Wow, your wife is pretty clever. She cheated and she is making you jump through hoops to win you back. Impressive.

I actually disagree with the advice to try to romance her back. I don't think it will work. I don't think she has a lot of respect for you right now, and you begging her for her attention isn't going to help that cause. 

You need to stand firm in the fact that she cheated on you. As long as she has excuses and doesn't admit that she was in the wrong, you run the real likelyhood that next time it will be more than just an online game. 

In the meantime, start taking care of yourself and making your self more desirable. Start working out, getting healthy, and doing things for you. Let her know that if she needs to leave then leave, but the only way you would consider working on the marriage is if she took responsibility for her actions.


----------



## confusedlove120 (Jun 17, 2015)

Wow. I think you are right. She has very little respect for me. I am going to take your advice and work more on myself.


----------



## confusedlove120 (Jun 17, 2015)

When she told me the first time that she isn't ashamed of what she did I confronted her and told her it isn't fair what she was doing. She disrespected me then as well.


----------



## Decorum (Sep 7, 2012)

She is trying to control you with fear. Don't fall for it. She thinks she can up the stakes high enough that you will back off. What she doesn't realize is her actions have already raised it to that level where the relationship my not survive unless she takes clear remorseful actions.

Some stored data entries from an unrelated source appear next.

PR #174, opened 2021-06-10
Add nginx sources and debug info

DerDanilo:
- Add nginx upstream sources to use latest stable (mainline) nginx packages
- Add nginx TLS 1.3 support
- Add debug info message before installing bbb packages and dependencies since this step takes quiet a while and the playbook may seem stuck

### DIFF
--- a/defaults/main.yml
+++ b/defaults/main.yml
@@ -6,7 +6,7 @@ bbb_check_for_running_meetings: true
 bbb_letsencrypt_enable: true
 bbb_letsencrypt_api: https://acme-v02.api.letsencrypt.org/directory
 bbb_nginx_install_from_source: true
-nginx_branch: 'mainline'
+bbb_nginx_branch: 'mainline'
 bbb_nginx_privacy: true
 bbb_nginx_listen_https: true
 bbb_nginx_root: /var/www/bigbluebutton-default
--- a/defaults/main.yml
+++ b/defaults/main.yml
@@ -6,7 +6,7 @@ bbb_check_for_running_meetings: true
 bbb_letsencrypt_enable: true
 bbb_letsencrypt_api: https://acme-v02.api.letsencrypt.org/directory
 bbb_nginx_install_from_source: true
-bbb_nginx_branch: 'mainline'
+bbb_nginx_use_mainline_branch: false
 bbb_nginx_privacy: true
 bbb_nginx_listen_https: true
 bbb_nginx_root: /var/www/bigbluebutton-default
--- a/defaults/main.yml
+++ b/defaults/main.yml
@@ -6,6 +6,7 @@ bbb_check_for_running_meetings: true
 bbb_letsencrypt_enable: true
 bbb_letsencrypt_api: https://acme-v02.api.letsencrypt.org/directory
 bbb_nginx_install_from_source: true
+# If this is set to 'false', the current stable branch will be used instead.
 bbb_nginx_use_mainline_branch: false
 bbb_nginx_privacy: true
 bbb_nginx_listen_https: true
--- a/defaults/main.yml
+++ b/defaults/main.yml
@@ -5,6 +5,8 @@ bbb_upgrade_packages: "{{ 'yes' if bbb_state == 'latest' else 'no' }}"
 bbb_check_for_running_meetings: true
 bbb_letsencrypt_enable: true
 bbb_letsencrypt_api: https://acme-v02.api.letsencrypt.org/directory
+bbb_nginx_install_from_source: true
+nginx_branch: 'mainline'
 bbb_nginx_privacy: true
 bbb_nginx_listen_https: true
 bbb_nginx_root: /var/www/bigbluebutton-default
--- a/tasks/installation.yml
+++ b/tasks/installation.yml
@@ -13,6 +13,28 @@
     dest: /etc/alternatives/java
     state: link
 
+- name: Add NGINX sources
+  become: yes
+  block:
+    - name: "Install NGINX sources dependencies"
+      package: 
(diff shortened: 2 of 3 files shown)


defaults/main.yml
```diff
@@ -5,6 +5,8 @@ bbb_upgrade_packages: "{{ 'yes' if bbb_state == 'latest' else 'no' }}"
 bbb_check_for_running_meetings: true
 bbb_letsencrypt_enable: true
 bbb_letsencrypt_api: https://acme-v02.api.letsencrypt.org/directory
+bbb_nginx_install_from_source: true
+bbb_nginx_branch: 'mainline'
```
crosscodr, line 9: I would rather like to default this to 'stable', since the current stable version (1.20) is already much newer than bionic default (1.14) and also supports TLS 1.3.

```suggestion
bbb_nginx_branch: 'stable'
```

templates/nginx/vhost.conf
```diff
@@ -13,7 +13,7 @@ server {
     ssl_certificate_key {{ bbb_ssl_key }};
     ssl_session_cache shared:SSL:10m;
     ssl_session_timeout 1d;
-    ssl_protocols TLSv1.2;
+    ssl_protocols TLSv1.2 TLSv1.3;
```
crosscodr, line 16: When the use of the official nginx-repo is selectable, one should make 'TLSv1.3' depend on that choice.

crosscodr (changes requested):
Hi @DerDanilo,

thank you for your PR!
I have put some comments below and would ask you to put a note on this in the README.md.

defaults/main.yml
DerDanilo: One may go with the stable release but the mainline release is very stable as well. You may write any other word into 'bbb_nginx_branch' and the "stable" package will be deployed. 

`deb https://nginx.org/packages/{{ (bbb_nginx_branch == 'mainline') | ternary('mainline/', '') }}`

DerDanilo: I added a switch to enable mainline (if required)

templates/nginx/vhost.conf
DerDanilo: TLSv1.3 support is included in Nginx since version 1.13. I don't understand why TLS 1.3 was not enabled by default in the BBB templates. So I think that this should be the default anyways. 

> "Nginx version 1.13.0 or greater built against OpenSSL 1.1.1 or greater."

defaults/main.yml
DerDanilo: It seems there is no 'stable' version available via the official nginx repo. Adding a community ppa might be our only option. But then again this seems a bit overhead. What do you think? Which ppa to use then?

crosscodr: Yes there is a official stable repo:
https://nginx.org/packages/ubuntu/

templates/nginx/vhost.conf
crosscodr: Oh yes, then we could even prefer TLS1.3 over TLS1.2:
```suggestion
    ssl_protocols TLSv1.3 TLSv1.2;
```

Davka: > TLSv1.3 support is included in Nginx since version 1.13. I don't understand why TLS 1.3 was not enabled by default in the BBB templates. So I think that this should be the default anyways.
> 
> > "Nginx version 1.13.0 or greater built against OpenSSL 1.1.1 or greater."

I think historically. In ubuntu 16, nginx was not compiled against openssl 1.1.1.

crosscodr: Maybe, but now, we are on Ubuntu 18.04.
I tested it. Even with ubuntu-packaged nginx (1.14) you can use TLSv1.3, since openssl 1.1.1 is installed on Ubuntu 18.04

crosscodr (changes requested):

defaults/main.yml
crosscodr: See also https://nginx.org/en/linux_packages.html#Ubuntu

DerDanilo:
Added the suggested. Please check and merge

crosscodr:
Hi @DerDanilo, please resolve the ansible-lint failures. Rest looks fine!

DerDanilo:
Hope that I got it now. 
There seem to be some other lint erros regarding other playbooks as well.

tasks/installation.yml
```diff
@@ -13,11 +13,31 @@
     dest: /etc/alternatives/java
     state: link
 
+- name: Add NGINX sources
+  become: true
+  block:
+    - name: "Install NGINX sources dependencies"
+      apt:
+        name: "software-properties-common"
+        state: latest
```
crosscodr, line 22:
```suggestion
        state: "{{ bbb_state }}"
```

defaults/main.yml
```diff
@@ -5,6 +5,9 @@ bbb_upgrade_packages: "{{ 'yes' if bbb_state == 'latest' else 'no' }}"
 bbb_check_for_running_meetings: true
 bbb_letsencrypt_enable: true
 bbb_letsencrypt_api: https://acme-v02.api.letsencrypt.org/directory
+bbb_nginx_install_from_source: true
```
crosscodr, line 8: @Davka, @BrutalBirdie should we change default source for nginx?
@DerDanilo The variable name `bbb_nginx_install_from_source` is a bit misleading, in my opinion.
```suggestion
bbb_nginx_install_from_official_repo: true
```

crosscodr (changes requested):

BrutalBirdie:
closed due to inactivity.
Please send a message if you wish to work on this PR again.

Stand your ground and clearly define your boundaries, including that you must see genuine remorse for her cheating or your trust and respect for her cannot be restored. She does not get a free pass because of any offenses she has from the past. The two of you can talk about that as a separate conversations and try to reconcile them but not with respect to her cheating, lying and betrayal.

Good luck, this emotional affair must be very important to her to push your marriage to the brink like this, or she thinks you are a total doormat that will just fold like a cheap card table.


----------



## aine (Feb 15, 2014)

She is having an emotional affair with this guy whether he is virtual, online, in character, out of character.

She has crossed a line
Your WW is pulling in another man and creating a bond with him which should only be created with you
she is using him to fulfill a need which you may or may not be meeting

She must stop this activity immediately, if will get the divorce papers.


----------



## azteca1986 (Mar 17, 2013)

confusedlove120 said:


> *She does not believe it was cheating* and I believe her up to a point. I am trying to give her the benifit of the doubt. Would I ever want this to happen again? H$ll no!


This is the first barrier you have to get past. She was cheating. That's why she hid from you and continued to lie about her new relationship

Get the book "Not Just Friends" by Shirley Glass and read it together.

She doesn't not deserve the benefit of the doubt at this time. She is snowing you. This is typical behaviour from a cheater. As is bringing up your faults and mistakes from the distant past.

Stick to the present and the fact she had an affair.


----------



## MattMatt (May 19, 2012)

Your wife was grooming you -perhaps with tuition- to allow her to cheat.
_Posted via Mobile Device_


----------



## alte Dame (Aug 7, 2012)

This was/is definitely an emotional affair. She has to own that. If she won't, then your marriage is definitely in trouble.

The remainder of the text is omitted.